Which of the following cannot be the probability of an event?

`39/100`

`0.001/20`

`10/0.2`

10%

The value of m for which the quadratic equation 3x² – 7x + m = 0 has real and equal roots, is ______.

7

`49/12`

`49/3`

4

If the zeroes of a polynomial p(x) are –3 and 8, then p(x) equals

x² + 5x – 4

(x + 3)(–x + 8)

a(x² + 5x – 24)

x² – 24

The value of p for which roots of the quadratic equation x² – px + 6 = 0 are rational, is ______.

1

–5

25

`sqrt(5)`

An arc of length 2.2 cm subtends an angle θ at the centre of the circle with radius 2.8 cm. The value of θ is ______.

50°

60°

45°

30°

Two dice are rolled together. The probability of getting an outcome (x, y) where x > y, is ______.

`5/12`

`5/6`

1

0

Assertion (A): H.C.F. (36 m², 18 m) = 18 m, where m is a prime number.

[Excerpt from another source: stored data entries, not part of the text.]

PR #891, opened 2025-06-17
zip_rw: validate the handle in each getter/setter

peterh:
Some of the getters and setters were making sure that the handle was non-null, and some were not. Add handle checking to every function for consistency.

---

Suggested by @Coeur in https://github.com/zlib-ng/minizip-ng/pull/889#discussion_r2151325333 . Most of the getters/setters did not check the handle previously, so maybe it's better to go the other way, remove the few checks that exist, and let invalid users crash?


nmoinvaz:
I think this needs a rebase

peterh:
> I think this needs a rebase

So it does. Looks like a few of the changes were already present in #876 (merged just now). The only conflict was on white-space.

nmoinvaz (approved):

PR #896, opened 2025-07-22
add a new example to README.md

oajlouni:
I've created a basic example to showcase minizip-ng's capabilities. This is an up-to-date example, which should hopefully be helpful to newcomers.

### DIFF
--- a/doc/README.md
+++ b/doc/README.md
@@ -265,3 +265,4 @@ Some of these may be out of date, but they can also be helpful.
 * [Compressed stream tests](https://github.com/zlib-ng/minizip-ng/blob/master/test/test_stream_compress.cc)
 * [Code to copy raw entries from one zip file to another](https://gist.github.com/chenxiaolong/bcbb0835182ef16a25f09db8d99e0619) by chenxiaolong
 * [Buffered streaming](https://gist.github.com/chenxiaolong/dbab3fbef51b9d0fa969e220dbb85967) by chenxiaolong
+* [A basic minizip-ng example](https://github.com/oajlouni/minizip-ng_example.git) by oajlouni


doc/README.md
```diff
@@ -264,4 +264,5 @@ Some of these may be out of date, but they can also be helpful.
 
 * [Compressed stream tests](https://github.com/zlib-ng/minizip-ng/blob/master/test/test_stream_compress.cc)
 * [Code to copy raw entries from one zip file to another](https://gist.github.com/chenxiaolong/bcbb0835182ef16a25f09db8d99e0619) by chenxiaolong
-* [Buffered streaming](https://gist.github.com/chenxiaolong/dbab3fbef51b9d0fa969e220dbb85967) by chenxiaolong
\ No newline at end of file
+* [Buffered streaming](https://gist.github.com/chenxiaolong/dbab3fbef51b9d0fa969e220dbb85967) by chenxiaolong
+* [A basic minizip-ng example](https://github.com/oajlouni/minizip-ng_example.git) by oajlouni
```
Coeur, line 268: "A basic example" doesn't tell _what_ is demonstrated.
Looking at your code, I see `"Usage: %s <source file> <target file> [--normal|--memory|--bufstream]\n"`, so you might want to leverage that usage description here.

In itself, the existing minizip command line (our `minizip.c`) is also an example for the api adoption. Maybe it's nice to list an alternative simpler implementation, or maybe it's redundant.

oajlouni: I'm really embarrassed to say, but I wasn't aware of minizip.c until I saw your comment 😅😅

For some reason, I was too focused on the other source files and docs that I couldn't even notice it. It could've helped me a great deal!

If my code could still be useful as an example, I can change the title to something like "Using different stream types for unzipping and copying". So, please let me know what's more suitable.

-Osama

PR #911, opened 2025-10-05
Removing superfluous const

Coeur:
Reported by @sergio-nsk in https://github.com/zlib-ng/minizip-ng/pull/834#discussion_r2302358666


nmoinvaz (approved):

tbeu:
Accoding to https://stackoverflow.com/a/38660590/8520615 the const in the declaration is superfluous while in the definition it is reasonable to avoid accidental overwriting.

Coeur:
Less than 1 upvote per year. ;)

I tend to prefer identical declarations and definitions, so I'll stick to current solution.

tbeu:
Sure, matter of taste, style and const-correctness.

PR #912, opened 2025-10-29
Rename cmake target files to avoid overwrite of PACKAGE_VERSION

bebuch:
Same patch as https://github.com/zlib-ng/zlib-ng/pull/1988 for zlib-ng.


Coeur:
One minute before the zlib-ng PR you link to was merged, another zlib-ng PR was merged with renamings and concerns by @nmoinvaz : https://github.com/zlib-ng/zlib-ng/pull/1970

So we might need to look at both zlib-ng changes to evaluate what's the next move for minizip-ng.

bebuch:
This looks like a completely distinct thing. My PRs only affect the target file names, whereas this other PR only affects the target names. Note that target file names are an implementation detail. The CMake config file API doesn't depend on them, so my change won't break anything.

nmoinvaz (approved):

nmoinvaz:
This will be commit as part of #982.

Reason (R): H.C.F. of two numbers is always less than or equal to the smaller number.

Both Assertion (A) and Reason (R) are true and Reason (R) is the correct explanation of the Assertion (A).

Both Assertion (A) and Reason (R) are true, but Reason (R) is not the correct explanation of the Assertion (A).

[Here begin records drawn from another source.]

PR #913, opened 2025-10-29
fix missing includes in header files

bebuch:
Most header files are missing `stdint.h`. I copied the include mechanism from `mz.h`.

`mz_zip.h` is using `time_t` and doesn't include `time.h`.

With this changes you can just include `mz_zip.h` (and the other headers) in your own project without caring that you previously included the missing standard header files.

### DIFF
--- a/mz_crypt.h
+++ b/mz_crypt.h
@@ -11,6 +11,14 @@
 #ifndef MZ_CRYPT_H
 #define MZ_CRYPT_H
 
+#if defined(HAVE_STDINT_H)
+#  include <stdint.h>
+#elif defined(__has_include)
+#  if __has_include(<stdint.h>)
+#    include <stdint.h>
+#  endif
+#endif
+
 #ifdef __cplusplus
 extern "C" {
 #endif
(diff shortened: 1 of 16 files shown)


nmoinvaz:
You always have to include "mz.h" first.

bebuch:
Is there a reason why the other headers don't always include mz.h?

An API header that requires another API header to be manually included beforehand sounds quite error-prone. That's not what you would normally expect.

Coeur (changes requested):
Too much duplication. This is like a partial revert of fb8a1cc220008546f9e2baad48bfb71095118dc6 from November 20, 2018.

Maybe replace your snippets with `#include "mz.h"`, but even then I'm not sure if the change would be approved: the `mz_*.h` weren't made to be used self-sufficient, and `mz.h` has been a requirement since its introduction on October 16, 2017 in 00cca9f5114d29f5a9f2fed8e70b1400ed4679a4 (aka minizip 2.0 - nowadays we're at minizip 4.0). And even before it, there was its ancestor `mz_error.h` which might have been already required.

nmoinvaz:
Not all those headers are intended to be fool-proof when including. Sorry, I don't want to increase the complexity at this time. I do have example code such as minigzip that should show the proper way to use the files.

Assertion (A) is true, but Reason (R) is false.

Assertion (A) is false, but Reason (R) is true.

Assertion (A): The system of linear equations 3x – 5y + 7 = 0 and –6x + 10y + 14 = 0 is inconsistent.

Reason (R): When two linear equations don’t have unique solution, they always represent parallel lines.

Both Assertion (A) and Reason (R) are true and Reason (R) is the correct explanation of the Assertion (A).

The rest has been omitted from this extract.